Je lis dans plusieurs articles du dernier « Défense Nationale » l’expression d’Etat-pivot.
1/ L’expression fait bien sûr référence aux grands classiques de la géopolitique, Mackinder et Spykman, qui avaient décelé, dans une approche géographique, des « zones pivot » qu’il fallait contrôler si on souhaitait dominer le monde.
L’expression d’Etat-pivot mérite d’être creusée, car sous l’apparence de son évidence, elle s’appuie sur des suppositions rien moins qu’évidentes.
2/ Sans regarder dans le dictionnaire, je définirait le pivot comme une pièce d’un mécanisme autour de laquelle s’articulent deux autres pièces qui autrement seraient indépendantes.
Il y a donc plusieurs fonctions dans le pivot :
- il réunit, en rendant dépendant ce qui ne l’était pas.
- il articule, c’est-à-dire qu’il provoque un mouvement contrôlé.
Un Etat pivot doit donc correspondre à ces qualités.
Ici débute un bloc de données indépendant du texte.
PR #1281, opened 2022-05-19
EVG-16935 Allow viewing the project page on staging

malikchaya2:
[EVG-16935](https://jira.mongodb.org/browse/EVG-16935)

### Description 
This makes the project page viewable on staging instead of the coming soon page 

### Testing 
Tested manually on staging

### DIFF
--- a/src/pages/ProjectSettings.tsx
+++ b/src/pages/ProjectSettings.tsx
@@ -30,10 +30,10 @@ import { getTabTitle } from "./projectSettings/getTabTitle";
 import { ProjectSettingsTabs } from "./projectSettings/Tabs";
 import { ProjectType } from "./projectSettings/tabs/utils";
 
-const { isProduction } = environmentalVariables;
+const { isDevelopment } = environmentalVariables;
 const { validateObjectId } = validators;
 
-const disablePage = isProduction();
+const disablePage = !isDevelopment;
 
 export const ProjectSettings: React.VFC = () => {
   usePageTitle(`Project Settings`);
--- a/src/pages/ProjectSettings.tsx
+++ b/src/pages/ProjectSettings.tsx
@@ -33,7 +33,7 @@ import { ProjectType } from "./projectSettings/tabs/utils";
 const { isDevelopment } = environmentalVariables;
 const { validateObjectId } = validators;
 
-const disablePage = !isDevelopment;
+const disablePage = !isDevelopment();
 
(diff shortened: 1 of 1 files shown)


src/pages/ProjectSettings.tsx
```diff
@@ -30,10 +30,10 @@ import { getTabTitle } from "./projectSettings/getTabTitle";
 import { ProjectSettingsTabs } from "./projectSettings/Tabs";
 import { ProjectType } from "./projectSettings/tabs/utils";
 
-const { isProduction } = environmentalVariables;
+const { isDevelopment } = environmentalVariables;
 const { validateObjectId } = validators;
 
-const disablePage = isProduction();
+const disablePage = !isDevelopment;
```
sophstad, line 36: Since isDevelopment is a function I think `disablePage` would always evaluate to `false` which we're not ready for just yet!
```suggestion
const disablePage = !isDevelopment();
```

sophstad (changes requested):

src/pages/ProjectSettings.tsx
```diff
@@ -30,10 +30,10 @@ import { getTabTitle } from "./projectSettings/getTabTitle";
 import { ProjectSettingsTabs } from "./projectSettings/Tabs";
 import { ProjectType } from "./projectSettings/tabs/utils";
 
-const { isProduction } = environmentalVariables;
+const { isDevelopment } = environmentalVariables;
 const { validateObjectId } = validators;
 
-const disablePage = isProduction();
+const disablePage = !isDevelopment();
```
khelif96, line 36: `isDevelopment` will not allow this page to be viewable in staging. `isProduction` and `isDevelopment` only indicate if we have a compiled build or a build running on a dev server. I would recommend doing something akin to what we do with `isBeta` having an environmental variable that is added to the compile step.

khelif96 (changes requested):
It also occurred to me that this component performs a bunch of queries and initialization even if it's not going to be used. The `disablePage` fallback should live outside of this component.

sophstad:
> It also occurred to me that this component performs a bunch of queries and initialization even if it's not going to be used. The `disablePage` fallback should live outside of this component.

@khelif96 Given that this is just a stopgap to prevent users from viewing the page before we release project settings, I'd argue it's not worth the effort to change the implementation as the launch date is nearing. Good point about the `isDevelopment` implementation though -- I didn't think to test this on a local environment.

Les pièces qu’il réunit seraient donc des ensembles géopolitiques qui autrement seraient indépendants. Et la liaison qu’il procure se fait toujours selon des variations contrôlées, on pourrait presque dire déterminées.
3/ Mais alors : y a-t-il des ensembles géopolitiques contigus qui pourraient être indépendants ? Peu probable, car la contiguïté de ces ensembles impose « mécaniquement » une zone intermédiaire. On parlera de confins, on parlera d’Etat tampon. En fait, j’ai l’impression que « l’Etat pivot » est le nouveau nom pour « Etat tampon ».
4/ C’est là que vient la deuxième interrogation : les Etats tampons sont rarement uniques, l’intérêt des deux grands ensembles visant justement à constituer une série d’Etats tampons, dans un chapelet dont la granularité garantit la fonction d’intermédiaire contrôlable. L’Etat-tampon est forcément au pluriel, on parle des Etats tampons (comme ceux qu’on a créé en Europe orientale sur les décombres de l’Autriche-Hongrie).
L’Etat tampon existe à cause des puissances qui l’entourent, ce que ne suggère pas l’expression d’Etat pivot : en effet, dans ce cas, on a l’impression que c’est l’élément unique qui constitue l’âme du système. Un Etat pivot est unique. Ou plutôt, il est unique à articuler les deux ensembles en un « système ».
5/ Que dire alors quand, dans deux articles successifs, on parle de la Géorgie puis de l’Azerbaïdjan comme des « Etats-pivots » ?
Que l’expression a beau être en vogue, elle manque de précision malgré son apparente clarté. C’est un de ces « lieux communs » géopolitiques auxquels on ne réfléchit pas. Pas suffisamment, en tout cas.